Issue #2251, opened 2019-02-06
using ssh protocol gives paramiko.ssh_exception.PasswordRequiredException: Private key file is encrypted


ssbarnea:
When trying to use ssh transport to talk with docker, docker-py chokes with belower error complaining that the private key is encrypted when in reality it should connect succesfully as the key is provided by the ssh agent.

Docker cli on the other hand works as expected.

```
export DOCKER_HOST=ssh://localhost
#  ^ can as well be another host, it does not matter.

Traceback (most recent call last):
File "./py-docker", line 5, in <module>
c = docker.from_env()
File "/Users/ssbarnea/.pyenv/versions/2.7.15/lib/python2.7/site-packages/docker/client.py", line 85, in from_env
timeout=timeout, version=version, **kwargs_from_env(**kwargs)
File "/Users/ssbarnea/.pyenv/versions/2.7.15/lib/python2.7/site-packages/docker/client.py", line 40, in __init__
self.api = APIClient(*args, **kwargs)
File "/Users/ssbarnea/.pyenv/versions/2.7.15/lib/python2.7/site-packages/docker/api/client.py", line 162, in __init__
base_url, timeout, pool_connections=num_pools
File "/Users/ssbarnea/.pyenv/versions/2.7.15/lib/python2.7/site-packages/docker/transport/sshconn.py", line 84, in __init__
parsed.hostname, parsed.port, parsed.username,
File "/Users/ssbarnea/.pyenv/versions/2.7.15/lib/python2.7/site-packages/paramiko/client.py", line 437, in connect
passphrase,
File "/Users/ssbarnea/.pyenv/versions/2.7.15/lib/python2.7/site-packages/paramiko/client.py", line 749, in _auth
raise saved_exception
paramiko.ssh_exception.PasswordRequiredException: Private key file is encrypted
```

This is caused by the fact that current implementation assumes that if `~/.ssh/id_rsa` exists it should be an unencrypted key (which would be something really stupid from securitu point of view).

I can confirm that the ssh agent is working correctly on the machine and that ssh and docker-cli do have not problem accessing the ssh keys from the agent.
```
ssh-add -l
```

ssbarnea:
It proved to be caused by paramiko https://github.com/paramiko/paramiko/issues/1383 -- in case someone else encounters it we could maybe add a runtime warning if the ssh:// url does not contain a user. Missing user does not mean that `~/.ssh/config` one will be used, just mean current user.

[...]

PR #2290, opened 2019-03-24
obey .ssh/config and set logging in paramiko to warn

riedel:
As #2251 mentions currently the .ssh/config is ignored. This adds basic support. Particularly also for proxy_commands (no jump hosts yet) but also for setting ssh username, hostname and port in the config.

I tested this with my docker-compose under cygwin and it seems to work fine. I am actually not sure about Windows related to the ssh config file. However, I guess the code should still cause no problems beyond the ones already existing.

Furthermore I turned off the annoying default logging settings...

### DIFF
--- a/docker/transport/sshconn.py
+++ b/docker/transport/sshconn.py
@@ -2,6 +2,7 @@ import paramiko
 import requests.adapters
 import six
 import logging
+import os
 
 from docker.transport.basehttpadapter import BaseHTTPAdapter
 from .. import constants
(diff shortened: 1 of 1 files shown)


riedel:
forgot to mention in the commit that I set a default host key policy as well

docker/transport/sshconn.py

▬▬▬▬▬▬▬▬▬▬

About this task:
Transcribe exactly, starting at the line with "from docker.transport.basehttpadapter import" and continuing through the last line of the data above; leave out all earlier lines.

Exercise output:
 from docker.transport.basehttpadapter import BaseHTTPAdapter
 from .. import constants
(diff shortened: 1 of 1 files shown)


riedel:
forgot to mention in the commit that I set a default host key policy as well

docker/transport/sshconn.py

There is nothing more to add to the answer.